それはそうだろう。自分を「殺す」ということなのだから、神様が許してくれるはずがない。
わたしはあくまでお母さんのそばに行きたいのだ。それでは意味がない。
一人だったわたしを引き取り、5年もの間、わたしを育ててくれた、愛情を注いでくれた人なのだから、地獄に落ちるはずがない。
わたしに看取られながら、ただ静かに穏やかにひとしずくの涙とともに息を引き取ったお母さん。最後の最後までわたしに愛情を注いでくれた。
それを無駄にするわけにはいかない。
「……でも、また一人なのね、わたし…」

こうなったのはすべてわたしを産んだ親が悪いのだ…

まだ中学に上がる前、お母さんと出会う前。
まだわたしは産みの親を怨んではいなかった。孤児院の先生方からいつか迎えに来てくれるよと教えられていたから。
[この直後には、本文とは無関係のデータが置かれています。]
PR #13933, opened 2023-11-06
fix(api): only send moves to moving axes, unless specified otherwise

ahiuchingau:
# Overview
This allows us to keep certain axes disengaged while we command other axes to move.

Instead of sending moves to all present motor nodes all the time, regardless of
whether they actually need to move or not, we are only sending the move requests to 
the axes that are defined in the moves.

Most of the time we're ordering a mount to move (see various move methods in ot3api).
This guarantees that the axes pertaining to that mount (X, Y, and Z) will be receiving the moves
together but the other idle mounts will be left alone.


sfoster1 (approved):
Ah, this is really nice, thanks!

PR #14997, opened 2024-04-24
fix(app): specify component for markdown uls

sfoster1:
When these are undefined, if react-markdown tries to render them it will throw and that will crash the app. With these implemented with the same StyledText passthrough as other text elements, it won't crash anymore - though our styling rules aren't applied to the actual text in the ul.

Closes RQA-2566
Closes RQA-2587


mjhuff:
I've thrown this branch on CI to test it. For some reason, locally building isn't sufficient for reproing the initial error, and the modal renders locally without issue despite being `undefined`.

https://github.com/Opentrons/opentrons/actions/runs/8820595504

Will leave a review after that's done.

sfoster1:
> I've thrown this branch on CI to test it. For some reason, locally building isn't sufficient for reproing the initial error, and the modal renders locally without issue despite being `undefined`.
> 
> https://github.com/Opentrons/opentrons/actions/runs/8820595504
> 
> Will leave a review after that's done.

It reprod on dev mode for me, _but_ you have to be actually trying to render the elements that are used here, at least for me. So there have to be `ul`s in the release notes.

mjhuff (approved):
Ah that makes sense, thanks for explaining.

This looks good. We probably will need to follow up on this to get it matching designs (or get Ed to change the way we do the .md), but this is definitely better than the whitescreening! Thanks for fixing!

いつか金銭面で余裕が出来たら必ずわたしを迎えに来ると言い残して去って行ったらしい。
わたしは双子らしい。わたしが生まれたころ、実の両親は凄く貧乏で、とても二人の子供を育てる余裕が無かった。そこでわたしが犠牲になった。
双子ということでどちらが孤児院に預けられてもおかしくなかったが。

ある日わたしは、町をぶらぶらしていた。孤児院は古く、少し辛気臭かったので一日中いると気が滅入りそうだった。
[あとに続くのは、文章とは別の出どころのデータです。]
PR #14998, opened 2024-04-24
refactor(protocol-designer): minimize and extend position and tuberac…

jerader:
…k warnings

closes AUTH-370 AUTH-371

# Overview

This PR addresses 2 issues that were documents by Anothony from testing PD

1. the tuberack aspirating/dispensing too low into the well warnings were overbearing since it showed 2 warnings in one step. so this PR combines them
2. the x/y position warning banner only existed for x/y and not the z position, so this PR includes the z position as well

# Test Plan

Create a flex or ot-2 protocol and go to the deck map. Add a tube rack. Add an aspirate/dispense into the tube rack and see that a form warning shows up saying that the default aspirate/dispense height is close to the bottom of the well. NOTE: in order to trigger this warning, you need to add both an aspirate and dispense labware location and click out of the dropdown, this is the legacy behavior for all form warnings in PD where you have to click out of the field to trigger it. 

Now, adjust the tip position field and add a custom z position that = 0, see that the warning banner shows up

Screenshot 2024-04-24 at 13 36 47

Screenshot 2024-04-24 at 13 34 46

# Changelog

- add banner logic for z position
- refactor the aspirate/dispense in tuberack warning to be combined

# Review requests

see test plan

# Risk assessment

low

### DIFF
--- a/protocol-designer/src/steplist/formLevel/warnings.tsx
+++ b/protocol-designer/src/steplist/formLevel/warnings.tsx
@@ -2,18 +2,18 @@ import * as React from 'react'
 import { getWellTotalVolume } from '@opentrons/shared-data'
 import { KnowledgeBaseLink } from '../../components/KnowledgeBaseLink'
 import type { FormError } from './errors'
+
 /*******************
  ** Warning Messages **
  ********************/
 
 export type FormWarningType =
-  | 'ASPIRATE_TIP_POSITIONED_LOW_IN_TUBE'
   | 'BELOW_MIN_AIR_GAP_VOLUME'
   | 'BELOW_MIN_DISPOSAL_VOLUME'
   | 'BELOW_PIPETTE_MINIMUM_VOLUME'
-  | 'DISPENSE_TIP_POSITIONED_LOW_IN_TUBE'
   | 'OVER_MAX_WELL_VOLUME'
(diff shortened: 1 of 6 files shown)


protocol-designer/src/steplist/formLevel/warnings.tsx
```diff
@@ -88,34 +81,38 @@ export type WarningChecker = (val: unknown) => FormWarning | null
...
-    ? dispenseTipPositionedLowInTube()
-    : null
+
+  if (isAspirateTubeRack && aspirate_mmFromBottom === null) {
+    return tipPositionedLowInTube()
+  } else if (isDispenseTubeRack && dispense_mmFromBottom === null) {
+    return tipPositionedLowInTube()
+  } else {
+    return null
+  }
```
koji:
```suggestion
  if ((isAspirateTubeRack && aspirate_mmFromBottom === null) || (isDispenseTubeRack && dispense_mmFromBottom === null)) {
    return tipPositionedLowInTube()
  } else {
    return null
  }
```

koji:
nit
seems that the padding is not needed?
Screenshot 2024-04-24 at 4 56 41 PM

koji (approved):
left a couple of comments, but the sandbox worked as expected.
the changes look good to me.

経営も微妙で必死にやりくりしている先生方は毎日疲れ切っていた。
それでは最高の笑顔なんて出せるはずもなく、辛そうで、無理やり向けてくる彼女たちの笑顔はわたしを更に不幸にした。
この頃、お小遣いは2か月、あるいは3か月に一回しかもらえなかったので、買い物するつもりはなく、ただ適当にぶらぶらしていた。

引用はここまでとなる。